A vacuum head 70 is mounted at the filling station 18 and at the opposite side of the carton conveyor from the bag transfer mechanism 24a and is connected by a flexible hose 72 to a suitable vacuum source such as the vacuum source 74, diagrammatically illustrated in FIG. 5. The apparatus 10a also includes a sensing device indicated generally at 56a in FIG. 6 and substantially identical to the sensing device 56 previously discussed.
During a typical operational cycle the guide plates 62, 62 are in active position adjacent the near open end of an associated carton sleeve at the filling station 18a. A bag B disposed within the guide shroud 28a, as shown in FIGS. 5 and 6, is moved toward the near open end of the carton sleeve C at the filling station by the pusher plate 68. Since the vacuum head 70 operates continuously to draw a vacuum on the interior of the sleeve C it is only necessary for the pusher plate 68 to advance the bag at short distance so that its leading bottom end of the bag enters the near end of the carton sleeve to be filled. The vacuum head 70 then draws the bag and its contents the remaining distance into the carton sleeve while the next succeeding carton is being simultaneously delivered to the bag transfer mechanism 24a by the form, fill and seal machine 26b. When the sensing device 56a detects movement of a bag B onto the plates 64, 64, the air cylinder associated with the carton transfer mechanism 20a operates to deposit an erected carton sleeve on the carton conveyor.
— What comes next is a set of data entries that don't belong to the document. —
PR #1715, opened 2025-05-20
Add `MockUpstream` module

### LINKED ISSUE #1670: Add `MockDownstream`  and `MockUpstream` test module
Main motivation: 
- actively send messages to a specific role and examine its behavior
- can be used in unit tests for testing networking behavior like shutdown

jbesraa:
fully resolves #1670


protocols/v1/src/lib.rs
```diff
@@ -1,4 +1,5 @@
 #![allow(clippy::result_unit_err)]
+#![allow(clippy::result_large_err)]
```
GitGab19, line 2: why do you need this?

test/integration-tests/lib/mock_roles.rs
```diff
@@ -0,0 +1,187 @@
...
+                messages_from_dowsntream.add_message(msg_type, msg);
+                let response = response_messages
+                    .iter()
+                    .find(|(m_type, _)| m_type == &msg_type);
+                if let Some((_, response_msg)) = response {
+                    let message = StandardEitherFrame::<AnyMessage<'_>>::Sv2(
+                        Sv2Frame::from_message(response_msg.clone(), msg_type, 0, false)
+                            .expect("Failed to create the frame"),
+                    );
+                    downstream_sender.send(message).await.unwrap();
```
GitGab19, line 92: Why is this different from the corresponding method of `MockDownstream`?

jbesraa:
Thanks for review
Rebased and addressed comments

test/integration-tests/lib/mock_roles.rs
jbesraa: Well, I am not sure if there is no case. But I took the same approach taken with the `Sniffer` i.e., implement basic features and then gradually add more features if needed.

GitGab19 (approved):

PR #1718, opened 2025-05-21
migrate Pool to new `channels` module of `roles_logic_sv2`

### LINKED ISSUE #1631: need to migrate Pool from `channel_logic` to `channel_management`

plebhash:
close #1631 

to be merged after ~#1672~  #1724

### DIFF
--- a/protocols/v2/roles-logic-sv2/src/channels/server/jobs/standard.rs
+++ b/protocols/v2/roles-logic-sv2/src/channels/server/jobs/standard.rs
@@ -1,7 +1,8 @@
-use crate::channels::server::jobs::JobOrigin;
+use crate::{channels::server::jobs::JobOrigin, utils::deserialize_outputs};
 use binary_sv2::{Sv2Option, U256};
 use mining_sv2::NewMiningJob;
 use stratum_common::bitcoin::transaction::TxOut;
+use template_distribution_sv2::NewTemplate;
 
 /// Abstraction of a standard mining job with:
 /// - the `NewTemplate` message that originated it
@@ -25,6 +26,25 @@ impl<'a> StandardJob<'a> {
     ) -> Self {
         Self {
             origin,
+            extranonce_prefix,
+            coinbase_outputs,
+            job_message,
+        }
+    }
+
+    pub fn from_template(
+        template: NewTemplate<'a>,
+        extranonce_prefix: Vec<u8>,
+        additional_coinbase_outputs: Vec<TxOut>,
+        job_message: NewMiningJob<'a>,
+    ) -> Self {
+        let mut coinbase_outputs = vec![];
+        coinbase_outputs.extend(additional_coinbase_outputs);
+        coinbase_outputs.extend(deserialize_outputs(
+            template.coinbase_tx_outputs.inner_as_ref().to_vec(),
+        ));
+        Self {
+            origin: JobOrigin::NewTemplate(template),
             extranonce_prefix,
             coinbase_outputs,
             job_message,
--- a/protocols/v2/roles-logic-sv2/src/channels/server/jobs/standard.rs
+++ b/protocols/v2/roles-logic-sv2/src/channels/server/jobs/standard.rs
@@ -1,4 +1,4 @@
-use crate::{channels::server::jobs::JobOrigin, utils::deserialize_outputs};
+use crate::utils::deserialize_outputs;
 use binary_sv2::{Sv2Option, U256};
 use mining_sv2::NewMiningJob;
 use stratum_common::bitcoin::transaction::TxOut;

The guide shroud 28 is retracted to allow the carton conveyor 12a to move the filled carton sleeve C from the filling station 18a to the next station 30a and to move the erected carton sleeve from the carton receiving station 16a to the carton filling station 18a. A rotary side flap closing device, indicated at 55a operates to engage and close the trailing side flap at the far end of the carton sleeve on the fly, as the carton sleeve is advanced from the carton receiving station 16 to the carton filling station 18. The leading side flap at the far end of the advancing carton sleeve is closed by engagement with the stationary flap closing member associated with the vacuum head, but not shown. After the conveyor 12 has indexed, the guide plates 62, 62 move to active position. The plates 64, 64 then move to open position to drop bag B into position between the guide plates 62, 62, whereupon the aforesaid operation is repeated.
The vacuum head 70 may be used in combination with any suitable bag transfer mechanism capable of positioning a bag at the entry or near open end of an associated carton sleeve. The vacuum head 70 may, for example, be substituted for the arresting rail 54 and used in combination with the bag transfer mechanism 24 shown in FIG. 1, and such arrangement is contemplated and is particularly advantageous for moving bags of heavier products.